→ **Exercise objective**: Print out the whole listing below exactly as it is written.

BEGIN Material supplied

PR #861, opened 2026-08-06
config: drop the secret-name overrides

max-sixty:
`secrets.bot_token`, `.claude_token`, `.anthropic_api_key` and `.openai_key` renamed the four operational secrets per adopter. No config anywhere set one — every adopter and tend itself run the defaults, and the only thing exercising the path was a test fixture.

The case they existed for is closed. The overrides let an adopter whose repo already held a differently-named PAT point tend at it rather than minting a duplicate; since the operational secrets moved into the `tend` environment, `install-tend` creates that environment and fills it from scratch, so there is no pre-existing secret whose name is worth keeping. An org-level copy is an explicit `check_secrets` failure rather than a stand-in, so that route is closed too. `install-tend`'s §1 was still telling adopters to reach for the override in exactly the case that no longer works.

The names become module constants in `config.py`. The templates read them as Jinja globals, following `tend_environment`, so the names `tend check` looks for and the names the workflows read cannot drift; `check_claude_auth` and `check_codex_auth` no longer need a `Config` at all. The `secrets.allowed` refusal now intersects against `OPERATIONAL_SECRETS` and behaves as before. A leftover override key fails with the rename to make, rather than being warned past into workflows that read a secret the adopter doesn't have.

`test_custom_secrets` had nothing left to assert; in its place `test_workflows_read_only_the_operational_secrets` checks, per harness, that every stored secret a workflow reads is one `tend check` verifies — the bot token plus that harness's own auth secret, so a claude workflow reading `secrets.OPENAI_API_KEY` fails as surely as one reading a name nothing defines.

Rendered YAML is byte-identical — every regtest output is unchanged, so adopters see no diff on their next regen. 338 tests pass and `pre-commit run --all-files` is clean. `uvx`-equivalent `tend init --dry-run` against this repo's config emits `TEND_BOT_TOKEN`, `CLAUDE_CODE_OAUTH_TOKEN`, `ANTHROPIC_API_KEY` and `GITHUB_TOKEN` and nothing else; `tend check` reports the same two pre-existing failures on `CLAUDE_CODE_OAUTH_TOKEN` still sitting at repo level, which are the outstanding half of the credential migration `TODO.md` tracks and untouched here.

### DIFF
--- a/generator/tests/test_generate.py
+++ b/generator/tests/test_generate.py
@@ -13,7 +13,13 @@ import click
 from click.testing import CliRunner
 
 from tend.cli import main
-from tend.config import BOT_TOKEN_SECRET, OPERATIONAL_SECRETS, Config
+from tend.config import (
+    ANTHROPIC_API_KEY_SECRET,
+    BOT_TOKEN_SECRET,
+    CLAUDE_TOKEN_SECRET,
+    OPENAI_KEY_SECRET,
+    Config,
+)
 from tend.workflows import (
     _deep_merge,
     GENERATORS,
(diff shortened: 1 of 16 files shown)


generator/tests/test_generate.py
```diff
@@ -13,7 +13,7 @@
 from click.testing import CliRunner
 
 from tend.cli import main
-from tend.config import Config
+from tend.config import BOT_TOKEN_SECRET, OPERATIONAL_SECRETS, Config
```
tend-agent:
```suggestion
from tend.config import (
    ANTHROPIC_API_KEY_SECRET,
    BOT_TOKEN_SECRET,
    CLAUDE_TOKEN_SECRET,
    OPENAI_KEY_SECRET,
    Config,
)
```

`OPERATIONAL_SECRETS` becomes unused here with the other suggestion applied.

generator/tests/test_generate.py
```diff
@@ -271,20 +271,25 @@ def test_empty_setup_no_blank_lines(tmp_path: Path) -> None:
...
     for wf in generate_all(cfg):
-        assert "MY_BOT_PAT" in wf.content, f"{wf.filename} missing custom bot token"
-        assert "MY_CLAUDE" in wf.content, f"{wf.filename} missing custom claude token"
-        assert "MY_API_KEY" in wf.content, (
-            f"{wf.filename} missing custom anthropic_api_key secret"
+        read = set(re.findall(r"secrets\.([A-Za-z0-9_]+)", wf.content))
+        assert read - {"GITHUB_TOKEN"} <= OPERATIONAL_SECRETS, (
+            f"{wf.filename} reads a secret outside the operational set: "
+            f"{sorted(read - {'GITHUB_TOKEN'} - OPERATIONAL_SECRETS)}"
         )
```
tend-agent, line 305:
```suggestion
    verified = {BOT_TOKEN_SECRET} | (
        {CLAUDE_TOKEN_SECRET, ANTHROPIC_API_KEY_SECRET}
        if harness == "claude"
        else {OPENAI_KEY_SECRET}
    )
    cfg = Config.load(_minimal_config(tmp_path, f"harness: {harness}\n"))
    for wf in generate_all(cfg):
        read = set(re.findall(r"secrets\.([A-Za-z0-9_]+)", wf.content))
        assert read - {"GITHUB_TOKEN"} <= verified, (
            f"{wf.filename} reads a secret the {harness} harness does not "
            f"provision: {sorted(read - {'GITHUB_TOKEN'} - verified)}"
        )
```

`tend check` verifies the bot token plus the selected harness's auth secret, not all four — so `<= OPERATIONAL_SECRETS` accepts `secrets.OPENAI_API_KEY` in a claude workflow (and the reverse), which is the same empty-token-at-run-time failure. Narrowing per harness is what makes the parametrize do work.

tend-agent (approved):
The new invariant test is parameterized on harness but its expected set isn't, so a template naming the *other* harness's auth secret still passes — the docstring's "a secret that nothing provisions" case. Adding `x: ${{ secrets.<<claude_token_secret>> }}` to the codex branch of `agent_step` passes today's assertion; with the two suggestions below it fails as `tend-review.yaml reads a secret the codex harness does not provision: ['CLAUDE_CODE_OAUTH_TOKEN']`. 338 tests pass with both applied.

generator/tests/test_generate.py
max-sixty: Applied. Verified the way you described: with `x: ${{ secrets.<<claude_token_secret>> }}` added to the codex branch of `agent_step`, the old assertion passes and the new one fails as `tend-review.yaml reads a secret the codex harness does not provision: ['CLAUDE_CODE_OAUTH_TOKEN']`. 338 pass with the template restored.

END Material supplied

→ **Result of this exercise**:
PR #861, opened 2026-08-06
config: drop the secret-name overrides

max-sixty:
`secrets.bot_token`, `.claude_token`, `.anthropic_api_key` and `.openai_key` renamed the four operational secrets per adopter. No config anywhere set one — every adopter and tend itself run the defaults, and the only thing exercising the path was a test fixture.

The case they existed for is closed. The overrides let an adopter whose repo already held a differently-named PAT point tend at it rather than minting a duplicate; since the operational secrets moved into the `tend` environment, `install-tend` creates that environment and fills it from scratch, so there is no pre-existing secret whose name is worth keeping. An org-level copy is an explicit `check_secrets` failure rather than a stand-in, so that route is closed too. `install-tend`'s §1 was still telling adopters to reach for the override in exactly the case that no longer works.

The names become module constants in `config.py`. The templates read them as Jinja globals, following `tend_environment`, so the names `tend check` looks for and the names the workflows read cannot drift; `check_claude_auth` and `check_codex_auth` no longer need a `Config` at all. The `secrets.allowed` refusal now intersects against `OPERATIONAL_SECRETS` and behaves as before. A leftover override key fails with the rename to make, rather than being warned past into workflows that read a secret the adopter doesn't have.

`test_custom_secrets` had nothing left to assert; in its place `test_workflows_read_only_the_operational_secrets` checks, per harness, that every stored secret a workflow reads is one `tend check` verifies — the bot token plus that harness's own auth secret, so a claude workflow reading `secrets.OPENAI_API_KEY` fails as surely as one reading a name nothing defines.

Rendered YAML is byte-identical — every regtest output is unchanged, so adopters see no diff on their next regen. 338 tests pass and `pre-commit run --all-files` is clean. `uvx`-equivalent `tend init --dry-run` against this repo's config emits `TEND_BOT_TOKEN`, `CLAUDE_CODE_OAUTH_TOKEN`, `ANTHROPIC_API_KEY` and `GITHUB_TOKEN` and nothing else; `tend check` reports the same two pre-existing failures on `CLAUDE_CODE_OAUTH_TOKEN` still sitting at repo level, which are the outstanding half of the credential migration `TODO.md` tracks and untouched here.

### DIFF
--- a/generator/tests/test_generate.py
+++ b/generator/tests/test_generate.py
@@ -13,7 +13,13 @@ import click
 from click.testing import CliRunner
 
 from tend.cli import main
-from tend.config import BOT_TOKEN_SECRET, OPERATIONAL_SECRETS, Config
+from tend.config import (
+    ANTHROPIC_API_KEY_SECRET,
+    BOT_TOKEN_SECRET,
+    CLAUDE_TOKEN_SECRET,
+    OPENAI_KEY_SECRET,
+    Config,
+)
 from tend.workflows import (
     _deep_merge,
     GENERATORS,
(diff shortened: 1 of 16 files shown)


generator/tests/test_generate.py
```diff
@@ -13,7 +13,7 @@
 from click.testing import CliRunner
 
 from tend.cli import main
-from tend.config import Config
+from tend.config import BOT_TOKEN_SECRET, OPERATIONAL_SECRETS, Config
```
tend-agent:
```suggestion
from tend.config import (
    ANTHROPIC_API_KEY_SECRET,
    BOT_TOKEN_SECRET,
    CLAUDE_TOKEN_SECRET,
    OPENAI_KEY_SECRET,
    Config,
)
```

`OPERATIONAL_SECRETS` becomes unused here with the other suggestion applied.

generator/tests/test_generate.py
```diff
@@ -271,20 +271,25 @@ def test_empty_setup_no_blank_lines(tmp_path: Path) -> None:
...
     for wf in generate_all(cfg):
-        assert "MY_BOT_PAT" in wf.content, f"{wf.filename} missing custom bot token"
-        assert "MY_CLAUDE" in wf.content, f"{wf.filename} missing custom claude token"
-        assert "MY_API_KEY" in wf.content, (
-            f"{wf.filename} missing custom anthropic_api_key secret"
+        read = set(re.findall(r"secrets\.([A-Za-z0-9_]+)", wf.content))
+        assert read - {"GITHUB_TOKEN"} <= OPERATIONAL_SECRETS, (
+            f"{wf.filename} reads a secret outside the operational set: "
+            f"{sorted(read - {'GITHUB_TOKEN'} - OPERATIONAL_SECRETS)}"
         )
```
tend-agent, line 305:
```suggestion
    verified = {BOT_TOKEN_SECRET} | (
        {CLAUDE_TOKEN_SECRET, ANTHROPIC_API_KEY_SECRET}
        if harness == "claude"
        else {OPENAI_KEY_SECRET}
    )
    cfg = Config.load(_minimal_config(tmp_path, f"harness: {harness}\n"))
    for wf in generate_all(cfg):
        read = set(re.findall(r"secrets\.([A-Za-z0-9_]+)", wf.content))
        assert read - {"GITHUB_TOKEN"} <= verified, (
            f"{wf.filename} reads a secret the {harness} harness does not "
            f"provision: {sorted(read - {'GITHUB_TOKEN'} - verified)}"
        )
```

`tend check` verifies the bot token plus the selected harness's auth secret, not all four — so `<= OPERATIONAL_SECRETS` accepts `secrets.OPENAI_API_KEY` in a claude workflow (and the reverse), which is the same empty-token-at-run-time failure. Narrowing per harness is what makes the parametrize do work.

tend-agent (approved):
The new invariant test is parameterized on harness but its expected set isn't, so a template naming the *other* harness's auth secret still passes — the docstring's "a secret that nothing provisions" case. Adding `x: ${{ secrets.<<claude_token_secret>> }}` to the codex branch of `agent_step` passes today's assertion; with the two suggestions below it fails as `tend-review.yaml reads a secret the codex harness does not provision: ['CLAUDE_CODE_OAUTH_TOKEN']`. 338 tests pass with both applied.

generator/tests/test_generate.py
max-sixty: Applied. Verified the way you described: with `x: ${{ secrets.<<claude_token_secret>> }}` added to the codex branch of `agent_step`, the old assertion passes and the new one fails as `tend-review.yaml reads a secret the codex harness does not provision: ['CLAUDE_CODE_OAUTH_TOKEN']`. 338 pass with the template restored.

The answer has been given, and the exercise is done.